LANDSLIDES IN GLACIAL LAKES: A FUNDAMENTAL PROCESSES GOVERNING THE STRATIGRAPHY OF GLACIAL LAKES IN MOUNTAINOUS TERRAINS

In mountainous terrains sediments deposited in glacial lakes frequently provide the underpinnings for both prehistoric and historic settlement. The composition and internal structure of these sediments affect their strength and hydraulic properties which in turn dictates how they have eroded during the Holocene and their utility for various human activities.

Ice-proximal and ice-distal glacio-lacustrine sediment facies, e.g. varved silt/clay, have been recognized for some time and widely mapped across areas once flooded by glacial lakes.
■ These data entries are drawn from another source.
Issue #3574, opened 2025-03-21
Wrap Logger with Custom Logger Service


Ferparishuertas:
### Problem

Our logging logic is quite verbose, making the code quite long, due the need of:

1. Check if trace or debug is enabled, to avoid the internal pino serialization perhaps not activated
2. We are using either RequestDetails, request, to extract requestid at log level, making either overloading methods with unnecesary params, or making de log string a bit longer

### Solution

When I read the JSON RPC code I want to be able to read it easily without being overwhelmed with dirty logging checks and logic

- Create a LoggerService the wraps Pino Logger ( making also the code Agnostic the the used logger, pino or Other)
- Include all levels methods, with internal checks for debug and info enabled, making code where more readable not needinf to check on every log as it is checked internally
- Overload methods with traceWithRequestDetails, traceWithRequest, to encapsulate the logic of extracting requestid, making code way more cleaner

> [!NOTE]
> Problem **2.** was moved here https://github.com/hiero-ledger/hiero-json-rpc-relay/issues/4080.

### Alternatives

TBD

PR #4421, opened 2025-09-27
feat: replace isLevelEnabled guards with Pino interpolation values

### LINKED ISSUE #4080: Use "interpolation values" instead of string interpolation when logging
Our log messages are guarded by the `isLevelEnabled` method. This guard was introduced in https://github.com/hiero-ledger/hiero-json-rpc-relay/issues/1118 to avoid building the `message` argument when the corresponding log level is not active. This is because, in most cases, we use JavaScript's string interpolation to build the `message` argument. In turn this causes performance issues because the `message` is built regardless of the active log level.

However, as mentioned in https://github.com/hiero-ledger/hiero-json-rpc-relay/issues/3574, this clutters the code making harder to read and it is error prone when introducing new logging statements.

An alternative approach can be to use Pino's [`interpolationValues`](https://getpino.io/#/docs/api?id=interpolationvalues). In a nutshell, interpolation values allow us to log using a literal string (not a JavaScript template string) and additional values using a `printf`-like format. In this scenario, no actual `message` is being built, so any overhead should be negligible.

Therefore, we should remove the log level enabled check. That is, we should revert PR https://github.com/hiero-ledger/hiero-json-rpc-relay/pull/3154 and any other instance where we use `isLevelEnabled`. And replace it replace it with Pino's interpolation values.

Ideally, we want to ensure that this change does not affect performance. We should run K6 tests to compare alternatives, and only introduce this change if it does not affect performance.

### Acceptance Criteria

In recent years detailed mapping of glacial sediments in the mountain valleys of northern Vermont reveals the importance of a glacio-lacustrine facies dominated by landslide deposits: Stratified Diamict. These deposits consist of interlayered diamict and fine sand and/or silt. In areas close to shore diamict dominates, whereas farther from shore the frequency and thickness of silt and/or fine sand layers increase. Sedimentary structures within the diamict are rare, but sometimes a poorly developed bedding-parallel fabric is present. Bedding in the silt and fine sand layers occurring between diamict layers can be coherent, but is often disrupted by faults, shear zones, and folds. Deformation is sometimes restricted to the contact with the overlying diamict, but frequently affects whole strata. This facies is most common in steep-sided valleys (where 10’s of meters of sediment has accumulated. Sediments oftentimes not only completely fill former lake basins, but continue as gently sloping surfaces of diamict extend ing well above projected lake elevations.

Sediments accumulating on steep slopes are inherently metastable. Glacial till in the Green Mountains is very silt-rich owing to the micaceous bedrock. When recently-exposed, unvegetated till on the steep slopes surrounding glacial lakes was water-saturated it frequently failed flowing into the adjacent lakes as debris flows. Silt, suspended following the landslide, settled forming thin partings between diamict layers. Sand, sourced from either inflowing streams or the retreating ice sheet, also frequently failed, failures triggered by spring melt, storms, or debris flows. Modern slope failures have preferentially occurred along the sloping silt layers resulting in translational slides.